Schorp filed actions against the appel-lees for negligent care and treatment as a result of complications from Bell’s care of acute respiratory distress and stypieal pneumonia. While in the hospital, Schorp experienced coolness and discoloration in her left hand allegedly caused by the improper insertion of an arterial line into the radial artery of her left arm. These complications necessitated surgery. While doctors were able to save Schorp’s left hand, dead tissue in two of her smallest fingers necessitated amputation.

Schorp originally filed this case in Ken-County on March 13, 1998. Schorp filed her first physician’s report on June 2, 1998. While the report asserted that Bell’s treatment of Schorp fell below the applicable standard of care, it failed to indicate the name of the doctor and his qualifications as a medical practitioner. Subsequently, Bell requested that Schorp comply with the requirements of article 4590i, § 13.01. In a letter dated August 14, 1998, Bell’s counsel contended that the expert report filed by Schorp failed to meet the requirements of § 13.01(a) because it failed to state the name and qualifications of the physician.

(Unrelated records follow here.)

PR #10532, opened 2024-01-29
fix(developer): support surrogate pairs in ldml debugger 🌱

### LINKED ISSUE #10501: chore(developer): verify that surrogate pairs are handled correctly in the LDML debugger
Long story short: they aren't. Repro:

1. Paste the following into debug window: 😂😆🤣
2. Type a key that generates a marker.
3. See marker index is not maintained (as shown by '???' in the character preview for the marker)

mcdurdin:
Fixes #10501.

@keymanapp-test-bot skip

### DIFF
--- a/developer/src/tike/child/Keyman.Developer.UI.Debug.UfrmLdmlKeyboardDebug.pas
+++ b/developer/src/tike/child/Keyman.Developer.UI.Debug.UfrmLdmlKeyboardDebug.pas
@@ -474,39 +474,50 @@ procedure TfrmLdmlKeyboardDebug.Run(vkey: Word);
     end;
   end;
 
+
+  // Returns the length of the context items in UTF16, treating markers as a
+  // single UTF16 code unit (U+FFFC)
+  function ContextItemsLengthUTF16(pc: pkm_core_context_item): Integer;
+  begin
+    Result := 0;
+    while pc._type <> KM_CORE_CT_END do
+    begin
+      if pc._type = KM_CORE_CT_CHAR then
+      begin
+        if Uni_IsSurrogate(pc.character) then
+          Inc(Result);
+      end;
+      Inc(Result);
+      Inc(pc);
+    end;
+  end;
+
   function ContextToDebugString(context_items: pkm_core_context_item; offset, length: Integer): string;
   var
-    outText: array of UInt32;
-    ox: Integer;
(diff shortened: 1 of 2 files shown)


developer/src/tike/child/Keyman.Developer.UI.Debug.UfrmLdmlKeyboardDebug.pas
```diff
@@ -474,39 +474,50 @@     TMemoSelectionState = record
     end;
   end;
 
+
+  // Returns the length of the context items in UTF16, treating markers as a
+  // single UTF16 code unit (U+FFFC)
+  function ContextItemsLengthUTF16(pc: pkm_core_context_item): Integer;
+  begin
+    Result := 0;
+    while pc._type <> KM_CORE_CT_END do
```
darcywong00, line 483: Is it possible for context items to never contain KM_CORE_CT_END?

mcdurdin: No, that's contractual on the part of the Core API:

https://github.com/keymanapp/keyman/blob/41cc2f4d1e4e828c791ce8e071eb04afe5968d4d/core/include/keyman/keyman_core_api_context.h#L198-L200

developer/src/tike/child/Keyman.Developer.UI.Debug.UfrmLdmlKeyboardDebug.pas
```diff
@@ -474,39 +474,50 @@     TMemoSelectionState = record
...
   var
-    outText: array of UInt32;
-    ox: Integer;
     pc: pkm_core_context_item;
     dk: TDeadKeyInfo;
   begin
-    SetLength(outText, length + 1);
-
-    ox := 0;
+    Result := '';
```
darcywong00, line 500: Should this initialize to something with `Result.Length = 0`? Could a loop enter the `else` block on the first pass and hit l.514?

mcdurdin: `Result := ''` means that `Result.Length = 0`; `.Length` is a calculated property

darcywong00 (approved):
lgtm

In that same letter, Bell requested that Schorp comply with the statute. In a letter dated August 20, 1998, counsel for Bell attempted to negate any belief by Schorp’s counsel that there would be the possibility of settling the case on the basis of an anonymous report. In that same letter, Bell’s counsel unequivocally stated that Bell would not entertain the possibility of settlement until Schorp complied with § 13.01.

In a letter also dated the 20th, Schorp’s counsel responded to the first letter sent by Bell’s counsel. He asserted that they had previously discussed the anonymity of plaintiffs expert and that defense counsel had agreed to discuss the report with then-client and obtain a response regarding the possibility of settlement. Furthermore, Schorp’s attorney asserted that the parties had agreed Schorp would be given additional time to file a proper report if Bell did not want to settle.

On September 9, 1998, the 180-day deadline for filing an expert, report passed. Schorp filed a motion for late filing of an expert’s report pursuant to 13.01(g) on September 14, 1998. Bell responded on September 15, by filing an objection to the *731 qualifications of plaintiffs expert witness and a motion to dismiss. On September 17, 1998, Schorp filed her first amended original petition in which she asserted the res ipsa loquitur doctrine. Baptist filed its motion to dismiss on September 21, 1998. A hearing on the motions to dismiss and objections to Schorp’s expert report was held on September 25, 1998. At this hearing, Schorp’s attorney contended that he had operated under the mistaken belief that the parties had agreed Bell would review the anonymous report and consider the possibility of settlement. Schorp’s attorney also asserted that he had mistakenly believed they would be given extra time to file an expert report in the event Bell refused to settle. Appellees, on the other hand, argued that there had been an intentional effort by Schorp’s attorney to settle the case pursuant to the anonymous report. They contend that Schorp’s intentional decision did not amount to accident or mistake pursuant to § 13.01(g).

Subsequently, the trial court granted ap-pellees’s motions to dismiss. Findings of fact and conclusions of law were entered by the trial court.

Accident or Mistake

In her first issue, Schorp contends that the trial court erred in not granting a 30-day extension pursuant to section 13.01(g) on the basis that her failure to file a timely expert report was based on accident or mistake. She contends that there was overwhelming evidence to support mistaken belief; therefore, the trial court’s ruling against her was in error. Schorp asserts mistaken belief on the basis that her attorney was under the impression that opposing counsel would grant an extension to file a proper report in the event Bell did not accept the anonymous report filed. 1 Baptist and Bell, on the other hand, contend that the evidence does not support mistaken belief, but rather, a clear intent by Schorp to contain the costs of litigation.

We review a trial court’s dismissal of a health care liability claim for failing to comply with the expert report provisions of § 13.01 by an abuse of discretion standard. Estrello v. Elboar, 965 S.W.2d 754, 758 (Tex.App.—Fort Worth 1998, no pet.); Wood v. Tice, 988 S.W.2d 829, 831 (Tex.App.—San Antonio 1999, pet. denied). Whether a trial court abused its discretion is dependant on whether it acted without reference to any guiding rules or principles. Id. An abuse of discretion does not occur where the trial court bases its decision on conflicting evidence. Id. In addition, an abuse of discretion does not occur as long as some evidence of substantive and probative character exists to support the trial court’s decision, id.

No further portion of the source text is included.